Collected data:
PR #3651, opened 2022-11-16
Fix JAVA_HOME would be not set

gaozhangmin:
`source ${BK_CONFDIR}/bkenv.sh` should be precede in order to get proper JAVA_HOME variable

### DIFF
--- a/bin/bookkeeper
+++ b/bin/bookkeeper
@@ -23,6 +23,11 @@ set -e
 BINDIR=`dirname "$0"`
 BK_HOME=`cd ${BINDIR}/..;pwd`
 
+if [ -f $BK_HOME/conf/bkenv.sh ]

WHAT YOU ARE ASKED TO DO:
Go through the data and return every record exactly.

RESULT:
PR #3651, opened 2022-11-16
Fix JAVA_HOME would be not set

gaozhangmin:
`source ${BK_CONFDIR}/bkenv.sh` should be precede in order to get proper JAVA_HOME variable

### DIFF
--- a/bin/bookkeeper
+++ b/bin/bookkeeper
@@ -23,6 +23,11 @@ set -e
 BINDIR=`dirname "$0"`
 BK_HOME=`cd ${BINDIR}/..;pwd`
 
+if [ -f $BK_HOME/conf/bkenv.sh ]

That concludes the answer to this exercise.